═══ Material supplied
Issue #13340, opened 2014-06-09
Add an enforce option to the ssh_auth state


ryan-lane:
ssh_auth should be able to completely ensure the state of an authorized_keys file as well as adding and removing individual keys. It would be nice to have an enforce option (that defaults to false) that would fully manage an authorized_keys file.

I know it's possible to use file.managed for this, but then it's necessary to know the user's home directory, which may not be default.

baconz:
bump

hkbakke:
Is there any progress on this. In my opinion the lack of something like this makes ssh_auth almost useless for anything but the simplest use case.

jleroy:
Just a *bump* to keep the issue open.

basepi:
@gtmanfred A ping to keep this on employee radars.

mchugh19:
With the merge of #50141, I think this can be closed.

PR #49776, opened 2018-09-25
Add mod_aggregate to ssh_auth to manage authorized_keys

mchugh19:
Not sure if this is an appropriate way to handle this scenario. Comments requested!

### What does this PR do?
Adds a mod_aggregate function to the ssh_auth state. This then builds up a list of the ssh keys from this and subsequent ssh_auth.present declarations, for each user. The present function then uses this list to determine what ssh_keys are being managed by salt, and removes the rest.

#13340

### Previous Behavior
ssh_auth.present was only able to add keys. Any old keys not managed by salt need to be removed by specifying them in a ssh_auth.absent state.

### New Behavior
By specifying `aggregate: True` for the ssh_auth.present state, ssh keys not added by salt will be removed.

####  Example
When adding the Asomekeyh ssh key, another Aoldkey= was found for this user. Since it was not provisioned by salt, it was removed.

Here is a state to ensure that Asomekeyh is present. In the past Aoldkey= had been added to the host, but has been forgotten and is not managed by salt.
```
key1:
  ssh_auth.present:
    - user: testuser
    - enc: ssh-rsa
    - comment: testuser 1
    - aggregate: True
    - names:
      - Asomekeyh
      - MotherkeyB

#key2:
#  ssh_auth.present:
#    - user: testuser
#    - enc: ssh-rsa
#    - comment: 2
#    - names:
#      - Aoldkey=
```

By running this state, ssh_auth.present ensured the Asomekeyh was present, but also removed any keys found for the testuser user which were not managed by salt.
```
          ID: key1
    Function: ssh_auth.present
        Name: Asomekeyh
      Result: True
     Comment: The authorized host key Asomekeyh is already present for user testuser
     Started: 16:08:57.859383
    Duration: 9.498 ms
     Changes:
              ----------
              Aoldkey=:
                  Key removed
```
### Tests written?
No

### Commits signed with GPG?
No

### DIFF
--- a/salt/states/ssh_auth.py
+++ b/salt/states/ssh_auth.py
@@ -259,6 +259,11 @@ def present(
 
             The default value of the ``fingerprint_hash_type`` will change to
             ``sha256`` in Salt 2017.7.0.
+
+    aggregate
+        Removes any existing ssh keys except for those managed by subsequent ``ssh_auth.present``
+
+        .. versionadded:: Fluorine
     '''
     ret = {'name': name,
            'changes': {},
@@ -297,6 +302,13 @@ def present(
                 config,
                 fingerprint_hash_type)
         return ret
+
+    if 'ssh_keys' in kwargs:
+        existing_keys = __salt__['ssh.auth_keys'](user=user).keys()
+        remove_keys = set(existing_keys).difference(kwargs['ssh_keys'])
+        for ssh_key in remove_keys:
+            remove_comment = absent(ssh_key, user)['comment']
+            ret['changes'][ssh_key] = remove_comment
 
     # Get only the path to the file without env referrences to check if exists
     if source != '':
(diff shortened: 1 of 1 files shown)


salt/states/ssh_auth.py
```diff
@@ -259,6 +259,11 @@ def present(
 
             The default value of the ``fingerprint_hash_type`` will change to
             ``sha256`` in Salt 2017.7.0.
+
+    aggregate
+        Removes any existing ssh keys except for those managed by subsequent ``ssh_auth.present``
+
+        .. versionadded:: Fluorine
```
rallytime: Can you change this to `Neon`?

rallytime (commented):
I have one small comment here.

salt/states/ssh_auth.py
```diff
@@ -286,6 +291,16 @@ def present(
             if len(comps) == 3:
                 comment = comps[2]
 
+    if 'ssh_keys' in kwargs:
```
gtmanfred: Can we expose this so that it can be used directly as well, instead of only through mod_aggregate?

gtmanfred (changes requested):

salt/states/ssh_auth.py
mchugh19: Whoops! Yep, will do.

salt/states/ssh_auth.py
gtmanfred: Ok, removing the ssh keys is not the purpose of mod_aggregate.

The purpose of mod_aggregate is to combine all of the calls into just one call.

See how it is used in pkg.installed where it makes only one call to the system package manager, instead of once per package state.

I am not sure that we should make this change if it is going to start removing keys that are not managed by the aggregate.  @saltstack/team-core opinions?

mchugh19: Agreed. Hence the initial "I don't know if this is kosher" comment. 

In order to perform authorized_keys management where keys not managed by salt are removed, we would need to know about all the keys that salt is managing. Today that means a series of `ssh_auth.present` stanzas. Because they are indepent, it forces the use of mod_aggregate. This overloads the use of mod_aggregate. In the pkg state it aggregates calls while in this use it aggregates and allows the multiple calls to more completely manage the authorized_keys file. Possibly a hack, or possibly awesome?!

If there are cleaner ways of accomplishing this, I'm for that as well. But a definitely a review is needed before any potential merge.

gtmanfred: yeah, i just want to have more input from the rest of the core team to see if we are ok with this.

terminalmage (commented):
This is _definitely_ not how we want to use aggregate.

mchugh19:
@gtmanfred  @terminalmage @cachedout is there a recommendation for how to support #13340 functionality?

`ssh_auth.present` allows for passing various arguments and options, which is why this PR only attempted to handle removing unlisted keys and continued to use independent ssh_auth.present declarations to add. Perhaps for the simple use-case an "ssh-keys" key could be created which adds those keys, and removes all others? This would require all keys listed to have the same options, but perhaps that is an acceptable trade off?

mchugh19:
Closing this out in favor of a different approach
══════
═══ Material supplied
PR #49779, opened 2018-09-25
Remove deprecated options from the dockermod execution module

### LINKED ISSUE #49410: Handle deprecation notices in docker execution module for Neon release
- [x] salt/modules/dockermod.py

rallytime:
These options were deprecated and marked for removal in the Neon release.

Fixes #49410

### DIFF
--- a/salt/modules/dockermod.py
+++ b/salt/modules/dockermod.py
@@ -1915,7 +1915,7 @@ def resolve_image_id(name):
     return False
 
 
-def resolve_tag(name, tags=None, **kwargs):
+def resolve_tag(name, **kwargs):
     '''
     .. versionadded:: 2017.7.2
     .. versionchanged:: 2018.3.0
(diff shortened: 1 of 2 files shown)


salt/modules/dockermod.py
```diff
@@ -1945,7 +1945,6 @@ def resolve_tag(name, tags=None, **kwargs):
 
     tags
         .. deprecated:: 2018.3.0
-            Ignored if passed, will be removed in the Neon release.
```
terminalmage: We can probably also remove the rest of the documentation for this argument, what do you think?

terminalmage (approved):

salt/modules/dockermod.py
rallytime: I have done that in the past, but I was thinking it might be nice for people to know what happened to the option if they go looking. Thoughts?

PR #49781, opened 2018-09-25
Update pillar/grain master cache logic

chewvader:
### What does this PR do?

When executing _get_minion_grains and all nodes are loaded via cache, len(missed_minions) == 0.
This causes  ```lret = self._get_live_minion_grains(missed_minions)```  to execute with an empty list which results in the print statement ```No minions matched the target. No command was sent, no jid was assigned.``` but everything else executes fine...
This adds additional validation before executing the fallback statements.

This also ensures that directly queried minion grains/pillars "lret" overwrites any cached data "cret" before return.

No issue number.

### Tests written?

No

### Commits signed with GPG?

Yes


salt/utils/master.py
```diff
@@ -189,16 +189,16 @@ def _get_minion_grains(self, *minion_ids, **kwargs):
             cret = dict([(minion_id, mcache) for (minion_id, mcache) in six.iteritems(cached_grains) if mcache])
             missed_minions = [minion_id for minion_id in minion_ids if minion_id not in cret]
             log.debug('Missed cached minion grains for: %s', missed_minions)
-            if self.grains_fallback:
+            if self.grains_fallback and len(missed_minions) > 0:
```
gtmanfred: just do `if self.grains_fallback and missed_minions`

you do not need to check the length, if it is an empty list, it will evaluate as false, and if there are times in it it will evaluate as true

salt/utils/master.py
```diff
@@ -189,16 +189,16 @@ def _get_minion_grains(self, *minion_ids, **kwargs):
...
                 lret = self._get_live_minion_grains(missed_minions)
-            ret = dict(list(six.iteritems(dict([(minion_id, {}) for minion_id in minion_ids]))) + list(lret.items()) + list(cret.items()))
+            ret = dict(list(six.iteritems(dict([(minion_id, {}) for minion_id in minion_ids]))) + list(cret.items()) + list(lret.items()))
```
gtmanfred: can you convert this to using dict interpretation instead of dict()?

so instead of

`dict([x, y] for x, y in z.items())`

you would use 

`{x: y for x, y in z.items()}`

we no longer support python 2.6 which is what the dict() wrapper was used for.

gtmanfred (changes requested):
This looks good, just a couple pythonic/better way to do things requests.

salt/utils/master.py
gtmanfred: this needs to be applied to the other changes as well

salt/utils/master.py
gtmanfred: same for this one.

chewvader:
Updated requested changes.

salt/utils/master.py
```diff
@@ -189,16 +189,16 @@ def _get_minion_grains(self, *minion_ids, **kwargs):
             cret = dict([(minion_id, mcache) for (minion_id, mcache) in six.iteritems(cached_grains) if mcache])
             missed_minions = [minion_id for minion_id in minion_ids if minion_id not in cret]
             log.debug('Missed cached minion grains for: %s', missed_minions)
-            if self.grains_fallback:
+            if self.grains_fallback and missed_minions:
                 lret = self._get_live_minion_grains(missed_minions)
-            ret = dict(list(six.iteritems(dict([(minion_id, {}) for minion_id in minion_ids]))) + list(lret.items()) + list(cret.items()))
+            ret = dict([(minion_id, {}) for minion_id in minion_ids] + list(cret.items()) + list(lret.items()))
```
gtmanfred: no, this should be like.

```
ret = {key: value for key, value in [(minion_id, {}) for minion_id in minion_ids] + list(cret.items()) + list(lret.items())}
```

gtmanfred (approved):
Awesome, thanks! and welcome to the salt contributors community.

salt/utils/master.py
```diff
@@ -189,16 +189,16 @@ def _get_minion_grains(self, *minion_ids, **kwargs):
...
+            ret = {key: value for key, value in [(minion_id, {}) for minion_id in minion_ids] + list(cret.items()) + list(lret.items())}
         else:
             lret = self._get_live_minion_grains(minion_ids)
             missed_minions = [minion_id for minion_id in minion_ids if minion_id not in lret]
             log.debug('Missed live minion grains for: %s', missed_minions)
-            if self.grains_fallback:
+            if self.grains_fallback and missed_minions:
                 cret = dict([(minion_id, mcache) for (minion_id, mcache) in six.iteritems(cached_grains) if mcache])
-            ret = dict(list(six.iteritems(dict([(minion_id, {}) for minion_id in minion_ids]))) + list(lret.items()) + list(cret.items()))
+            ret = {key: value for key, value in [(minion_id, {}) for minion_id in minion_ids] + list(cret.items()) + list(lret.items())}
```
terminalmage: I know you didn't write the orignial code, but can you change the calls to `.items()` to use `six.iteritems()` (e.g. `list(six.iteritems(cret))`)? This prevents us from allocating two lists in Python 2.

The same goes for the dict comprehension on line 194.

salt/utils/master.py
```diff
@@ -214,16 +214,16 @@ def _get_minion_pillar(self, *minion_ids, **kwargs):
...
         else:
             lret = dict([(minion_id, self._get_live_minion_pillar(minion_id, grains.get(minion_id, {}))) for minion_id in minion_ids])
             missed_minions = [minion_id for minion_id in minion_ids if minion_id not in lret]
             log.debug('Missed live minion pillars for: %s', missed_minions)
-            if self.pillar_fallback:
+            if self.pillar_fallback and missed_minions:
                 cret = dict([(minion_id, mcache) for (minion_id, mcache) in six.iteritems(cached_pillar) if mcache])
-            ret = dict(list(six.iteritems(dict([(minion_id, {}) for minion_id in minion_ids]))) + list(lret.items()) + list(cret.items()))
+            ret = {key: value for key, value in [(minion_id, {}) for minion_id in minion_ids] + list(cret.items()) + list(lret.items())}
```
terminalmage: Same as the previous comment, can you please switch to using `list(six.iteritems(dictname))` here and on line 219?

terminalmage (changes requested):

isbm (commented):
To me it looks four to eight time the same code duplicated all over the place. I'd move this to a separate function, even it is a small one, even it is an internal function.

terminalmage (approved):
══════
Restate word for word the lines of the data above, starting at the line containing "Issue #13340, opened 2014-06-09" and ending at the line containing "### Previous Behavior", both included, and nothing more.

◆ **Answer to this task**
Issue #13340, opened 2014-06-09
Add an enforce option to the ssh_auth state


ryan-lane:
ssh_auth should be able to completely ensure the state of an authorized_keys file as well as adding and removing individual keys. It would be nice to have an enforce option (that defaults to false) that would fully manage an authorized_keys file.

I know it's possible to use file.managed for this, but then it's necessary to know the user's home directory, which may not be default.

baconz:
bump

hkbakke:
Is there any progress on this. In my opinion the lack of something like this makes ssh_auth almost useless for anything but the simplest use case.

jleroy:
Just a *bump* to keep the issue open.

basepi:
@gtmanfred A ping to keep this on employee radars.

mchugh19:
With the merge of #50141, I think this can be closed.

PR #49776, opened 2018-09-25
Add mod_aggregate to ssh_auth to manage authorized_keys

mchugh19:
Not sure if this is an appropriate way to handle this scenario. Comments requested!

### What does this PR do?
Adds a mod_aggregate function to the ssh_auth state. This then builds up a list of the ssh keys from this and subsequent ssh_auth.present declarations, for each user. The present function then uses this list to determine what ssh_keys are being managed by salt, and removes the rest.

#13340

### Previous Behavior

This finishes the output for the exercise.